Like many metals, the so-called transition metals of the periodic table, such as titanium, vanadium, niobium, tantalum, chromium, molybdenum, and tungsten are typically found in nature as oxides, hydrous oxides, or hydroxides. For example, titanium is found naturally as rutile ore, which is preponderantly TiO2. The natural ores of many of these transition metals include additional metals such as lead, iron, calcium, or magnesium. For example, vanadium is primarily obtained from the minerals vanadinite (Pb5(VO4)3Cl) and carnotite (K2(UO2)2VO4.1-3H2O). Niobium is primarily obtained from the minerals columbite ((Fe, Mn, Mg)(Nb, Ta)2O6) and pyrochlore ((Ca, Na)2Nb2O6(O, OH, F)). Various chemical and physical processes may be used to isolate the desired transition metal and purify it as an oxide. However, the chemical reduction of the metal oxides to elemental metal is often difficult. For example, the production of titanium metal from rutile ore is generally accomplished by what is known as the Kroll process, and is described in U.S. Pat. No. 2,205,854 which issued Jun. 25, 1940. This process involves dropping or spraying liquid titanium tetrachloride into molten magnesium to produce titanium metal and magnesium chloride. A variation on this process, called the Hunter process, substitutes liquid sodium for the liquid magnesium, and produces titanium metal and sodium chloride.

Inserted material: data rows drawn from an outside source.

PR #5124, opened 2022-11-14
WCPay as a Platform: Add base request classes

### LINKED ISSUE #4954: WCPay Platform: API request classes

RadoslavGeorgiev:
Alternative approach/Fixes #4954 and #5056.

Adding a base set of request (and a very basic response as a placeholder) classes.

> **This PR includes examples!**
> Check out [includes/core/server/class-temp-request-examples.php](https://github.com/Automattic/woocommerce-payments/pull/5124/files#diff-c94d03fbf684a3218266ae652189248b0b7b032f9cde0643e0b0a5d1de3b918f) to see them.
> The front-end will show the output. Use http://localhost:8082/?show_basic_examples to see it.

There is a new `WCPay\Core\Server\Request` class:
- It is abstract, but can be:
    - Used through `WCPay\Core\Server\Request\Generic`, allowing for existing requests to be wrapped and moved to the `send_request` method of the API client. This class does not have any validation, or additional structure right now.
    - Extended by specific requests, ex. `WCPay\Core\Server\Request\Create_Intent`.
- Uses an internal `$props` array, to privately store all needed values.
- Has abstract/default methods for APIs, HTTP methods, and generic request flags (is site specific, etc.)
- Contains the necessary logic in `get_params()` to ensure that all required parameters are set. Those can be defined as a `IMMUTABLE_PARAMS` constant in child classes, and the constant is retrieved from each individual class to ensure that child classes are not overwriting protected values.
- A `format_response` method, which in the future can be overwritten to return specific responses in child classes.
- A protected `set_param` method, which can be used by inheritants to modify the internal `$params` array.
- Introduces protected mode, which makes it impossible to alter existing protected parameters. This is useful when the class is process through hooks.
- A static `extend` method, which can be used through extended classes to create a new instance, which already contains the same values as the parent object. It is only available when using the `apply_filters` method (see below).

Examples of how the class can be extended can be found in the `Create_Intent` and `WooPay_Create_intent` classes.

**Here is the important part:**

Some details about the `apply_filters` and `extend` methods. `extend` can only be called through `apply_filters`, here is how it cal be called:

```php
<?php
// Imagine you are somewhere in the gateway's `process_payment` method:
$request = WC_Payments::create_request( WCPay\Core\Server\Request\Create_Intent::class )
    ->set_amount( 100 )
    ->set_currency( 'eur' );

// Once everything is prepared, allow modifications. This will also check if all required fields are present. Note that just like the normal `apply_filters`, the method supports an arbitrary number of parameters:
$some_additional_field = 'xyz';
$response = $request->send( 'wcpay_create_intent_request', $some_additional_field ); 
```
 
Once the request is created, this allows it to be safely modified and extended. Here is an example:

```php
add_filter( 'wcpay_create_intent_request', 'woopay_modify_create_intent', 10, 2 );
function woopay_modify_create_intent( WCPay\Core\Server\Request\Create_Intent $base_request, $some_additional_field ): WCPay\Core\Server\Request\WooPay_Create_Intent {
    echo $some_additional_field; // Don't do that, the point is it's available.

    $request = WCPay\Core\Server\Request\WooPay_Create_Intent::extend( $base_request );
    $request->set_save_payment_method_to_platform( true );
    $request->set_amount( 300 ); // This will throw an exception, as the amount is protected.
    return $request;
}
```

Required implementation for request-specific classes includes (except the class skeleton):
1. An `IMMUTABLE_PARAMS` constant, if required.
2. A `REQUIRED_PARAMS` constant for defining required fields.
3. One setter for each prop.

A nice side-effect of the way requests can be overwritten by consumers (example above) is that we do not need a specific method for each request within the API client class, as there would be no possibility to overwrite the type of request before it reaches the `send_request` method.

### Closed Tasks:

- [x] [Make sure all parameters are set](https://github.com/Automattic/woocommerce-payments/pull/5124/commits/c9e14b9d588bd28f540766c38a48ac2e2ab8e16c).
- [x] ~Should any parameters be overwritable?~ Mutable properties can just be overwritten.
- [x] Make sure the generic class can be easily used a replacement of what's currently there: Tried it within a couple of basic requests, it works, but is not commited.
- [x] ~Check if the generic class can be extended similarly to specific classes.~ It does not need to be extended, all params can be changed already.
- [x] [Decide how to instantiate requests.](https://github.com/Automattic/woocommerce-payments/pull/5124/commits/49170a83303cf7a2e5d26d8e70104972f9e51dce)
- [x] [Handle boolean variables properly](https://github.com/Automattic/woocommerce-payments/pull/5124/commits/615dfec60c3afddae3eb177c8abfed10e78dd603).
- [x] [Handle level3 data in the right place](https://github.com/Automattic/woocommerce-payments/pull/5124/commits/a977affe7a9733a45f3f3a476611a70de78f22dd).
- [x] [Update the docs of `apply_filters`.](https://github.com/Automattic/woocommerce-payments/pull/5124/commits/91d10f3939d6e6f1a867f84572ab3fccf27b1997)
- [x] [Restore the unique keys.](https://github.com/Automattic/woocommerce-payments/pull/5124/commits/49170a83303cf7a2e5d26d8e70104972f9e51dce)
- [x] [Add proper dependencies](https://github.com/Automattic/woocommerce-payments/pull/5124/commits/49170a83303cf7a2e5d26d8e70104972f9e51dce)
- [x] Revisit the `Intention` trait: The code is pretty clear, and does not seem to require changes.
- [x] [Rethink the create_and_confirm intention calls while adding validation and helpers](https://github.com/Automattic/woocommerce-payments/pull/5124/commits/ef10ff85f66961312a7c1ba7bdfd93dc46dd7668?diff=split&w=0).
- [x] [Require a key within the `send_request` method for the filter to avoid doing it manually](https://github.com/Automattic/woocommerce-payments/pull/5124/commits/e2933240c2c1b0b62deb39c124e3b8260c04b41d).
- [x] [Remove dependencies on the HTTP client, and make `WC_payments::get_wc_payments_http()` private again.](https://github.com/Automattic/woocommerce-payments/pull/5124/commits/49170a83303cf7a2e5d26d8e70104972f9e51dce)

### Remaining tasks

Here is a list of open tasks for the PR:

#### Responses

Currently theis is a basic [`WCPay\Core\Server\Response` class](https://github.com/Automattic/woocommerce-payments/blob/spike/rado-request-classes/includes/core/server/class-response.php), which simply wraps a successfull response.

**This PR should not focus on responses (it's way too huge already)**, but while creating a base to rewrite request methods, we should make sure that we also have a solid base to build upon for responses later.

Main point: Currently we're still using a lot of functionality from the API client class, but that seems to have attracted a lot of quick & kind-of-dirty solutions like response formatting (examine charges and intentions). This functionality includes error handling (converting errors to exceptions), which should remain in the API client class until we remove all request methods from the class, but we need to make sure that it would be easy for us to move it into the `Response` class later.

This is not something we want to do yet, but currently intents and charges are being "deserialized" (turned into DTOs) within the API client class. Consider what dependencies/actions/filters will be required in order to extract this functionality into custom `format_response` request methods.

In the end, we should have the right infrastructure in place in the PR, then create another PR/issue to implement everything described here.

#### Extract WooPay code to the right place

There is already a working [`WCPay\Core\Server\Request\WooPay_Create_And_Confirm_Intention` request class](https://github.com/Automattic/woocommerce-payments/pull/5124/commits/6e1bf4b23ca55cd7bc342b39467b1bc6577ba85d) in this PR, but the WooPay code, which prepares the parameters for the request [still lives within the gateway class](https://github.com/Automattic/woocommerce-payments/blob/spike/rado-request-classes/includes/class-wc-payment-gateway-wcpay.php#L989-L990).

We need to figure out where to place that code, and how to link it. This could be a follow-up PR, based on this branch as well.

#### Use the right exceptions

Right now the PR is using a generic `\Exception` everywhere, this should be replaced with appropriate exception classes, and translatable messages.

#### Use ENUMs wherever possible

 I'm not sure where else/how we could use enums here:

 - It's hard to validate APIs, as we're receiving the raw API, which we cannot correlate back to a constant.
 - Request methods are validated already, and using ENUM.

Let's take a final look to make sure there are no missed opportunities.

#### Add unit tests and docs

Biggest task so far, yet pretty self-explanatory.

## Testing instructions

Two options right now:

- Check examples
- Perform a standard payment to see the `Create_And_Confirm_Intention` and `WooPay_Create_And_Confirm_Intention` requests in action.

-------------------

### DIFF
--- a/includes/core/server/class-request.php
+++ b/includes/core/server/class-request.php
@@ -10,6 +10,60 @@ namespace WCPay\Core\Server;
 /**
  * Base for requests to the WCPay server.
  */
-class Request {
+abstract class Request {
+	/**
+	 * Holds the parameters of the request.
+	 *
+	 * @var mixed[]
+	 */
+	protected $params = [];
 
+	/**
+	 * Prevents the class from being constructed directly.
+	 */
+	protected function __construct() {
+		// Nothing to do here yet.
+	}
+
+	/**
+	 * Returns the needed API.
+	 *
+	 * @return string Check WCPay\Core\Server\APIs.
+	 */
+	abstract public function get_api(): string;
+
+	/**
+	 * Returns the method of the request.
+	 *
+	 * @return string See the constants in WordPress's `Requests` class.
+	 */
+	abstract public function get_method(): string;
+
+	/**
+	 * This is a legacy method, and is the same throughout the codebase.
+	 * Might be worth removing while refactoring to use the Core\Server API.
+	 *
+	 * @return bool
+	 */
+	public function is_site_specific(): bool {
+		return false;
+	}
+
+	/**
+	 * If true, the request will be signed with the user token rather than blog token. Defaults to false.
+	 *
+	 * @return bool
+	 */
+	public function use_user_token(): bool {
+		return false;
+	}
+
+	/**
+	 * Indicates if the raw response should be returned.
+	 *
+	 * @return bool
+	 */
+	public function should_return_raw_response(): bool {
+		return false;
+	}
 }
--- a/includes/core/server/class-request.php
+++ b/includes/core/server/class-request.php
@@ -42,6 +42,15 @@ abstract class Request {
 	private $protected_mode = false;
 
 	/**
+	 * Creates a new instance of the class.
+	 *
+	 * @return static
+	 */
+	public static function create() {
+		return new static();
+	}
+
+	/**
 	 * Prevents the class from being constructed directly.
 	 */
 	protected function __construct() {
--- a/includes/core/server/class-request.php
+++ b/includes/core/server/class-request.php
@@ -105,7 +105,7 @@ abstract class Request {
 	 * @return array
 	 * @throws \Exception If the request has not been initialized yet.
 	 */
-	public function get_params() {
+	final public function get_params() {
 		$missing_params = [];
 		foreach ( $this->get_required_params() as $name ) {
 			if ( ! isset( $this->params[ $name ] ) ) {
@@ -145,7 +145,7 @@ abstract class Request {
 	 * @param string $key   The name of the parameter.
 	 * @param mixed  $value And the value to set.
 	 */
-	protected function set_param( string $key, $value ) {
+	final protected function set_param( string $key, $value ) {
 		if ( $this->protected_mode && in_array( $key, $this->get_immutable_params(), true ) ) {
 			$this->throw_immutable_exception( $key );
 		}
--- a/includes/core/server/class-request.php
+++ b/includes/core/server/class-request.php
@@ -23,6 +23,20 @@ abstract class Request {
 	const IMMUTABLE_PARAMS = [];
 
 	/**
+	 * Indicates which parameters are required (keys only).
+	 *
+	 * @var string[]
+	 */
+	const REQUIRED_PARAMS = [];
+
+	/**
+	 * Contains default values for parameters, which are not set automatically.
+	 *
+	 * @var string[]
+	 */
+	const DEFAULT_PARAMS = [];
+
+	/**
 	 * Holds the parameters of the request.
 	 *
 	 * @var mixed[]
--- a/includes/core/server/class-request.php
+++ b/includes/core/server/class-request.php
@@ -145,7 +145,7 @@ abstract class Request {
 	 * @throws \Exception     In case a class does not exists, or immutable properties are modified.
 	 * @todo                  Add proper exceptions here.
 	 */
-	final public function announce( $hook, ...$args ) {
+	final public function apply_filters( $hook, ...$args ) {
 		$cloned = clone $this; // Work with a clone to avoid mutations of parameters.
 
 		/**
--- a/includes/core/server/class-request.php
+++ b/includes/core/server/class-request.php
@@ -320,7 +320,7 @@ abstract class Request {
 	 * @return string[] The names of those params.
 	 */
 	private function get_immutable_params() {
-		return $this->traverse_class_constants( 'IMMUTABLE_PARAMS' );
+		return $this->traverse_class_constants( 'IMMUTABLE_PARAMS', true );
 	}
 
 	/**
@@ -329,7 +329,7 @@ abstract class Request {
 	 * @return string[] The names of those params.
 	 */
 	private function get_required_params() {
-		return $this->traverse_class_constants( 'REQUIRED_PARAMS' );
+		return $this->traverse_class_constants( 'REQUIRED_PARAMS', true );
 	}
 
 	/**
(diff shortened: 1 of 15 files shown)


includes/core/server/class-request.php
```diff
@@ -0,0 +1,306 @@
...
+	 * If true, the request will be signed with the user token rather than blog token. Defaults to false.
+	 *
+	 * @return bool
+	 */
+	public function should_use_user_token(): bool {
+		return false;
+	}
+
+	/**
+	 * Indicates if the raw response should be returned.
```
RadoslavGeorgiev, line 120: This is only used for files, and once/if we move response processing out of the API client, this can be removed. That's why it's not available in the generic request class.

zmaglica (commented):
Generally, I like your approach. Using filters feels like a WordPress way of manipulating certain parts of flow.

The only thing that looks a bit of worry about me is this immutability and parent chain of immutable contsants. The mutable properties could be protected by setters in a way that a property could be set only if it not setted before. It would be really hard to see what class is mutable if you chain them (extend) multiple times.

Something like this will do a trick:

```
private string $a;

public function set_a(string $a) {
      if (is_string($a))
          throw new \Exception ('A already set');
          ...
}
```

The other thing that puzzles me is protected mode. The only time when it is set to true is when you are applying filters. I am not sure do we need it there since nothing will change class properties since the function is still executing and PHP by default will wait for the function to finish. 
The reason why I avoided filters is that I wanted to have well constructed classes for every request and make them in a way where you built it using builder pattern. Your approach is great one, more like combination of OOP way and usage of WordPress built-in functions.

So, my final conclusion is that I would use a different approach regarding the immutability, since it looks a bit complex where you loop over extended classes and looking for a immutably constant. The rest of the approach is good. Me personally, I wouldn't use filters. I would create a dedicated request classes for each API request. The approach is not too much different from the one that I made, so I am perfectly good with it. The only part that I don't like is, like I said, the immutability approach. The extend function looks really nice because it allows us to create custom scenarios for each request where we could use filters to achieve that. The same approach could be used to create a custom function in the Request class. Something like `create_wc_pay_charge_request()` inside Create_Charge and cover everything there.

RadoslavGeorgiev:
Closing in favor of the non-spike https://github.com/Automattic/woocommerce-payments/pull/5136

In addition to natural or processed ores, metal oxides are also formed on the surfaces of manufactured metal powders. In some cases these oxides are produced deliberately and in other cases, particularly with metal powders, these oxide layers are undesired but occur simply by exposure of the powder to air. This surface oxidation effect is called passivation. It is often desirable to remove these oxide coatings while minimizing the removal or conversion of the underlying metal. Removal of these coatings is challenging because of difficulties that occur separating the mixtures that are created by most chemical removal processes.
In the sixty-some years since the introduction of the Kroll process, many alternative processes have been proposed and some have been patented, but none has replaced the Kroll process to any significant extent. This long history of attempts to replace the Kroll process attests to the need to develop alternative processes that are safer, faster, less expensive and create less waste in the conversion of transition metal oxides, metal oxides and passivated metal powders to elemental metal.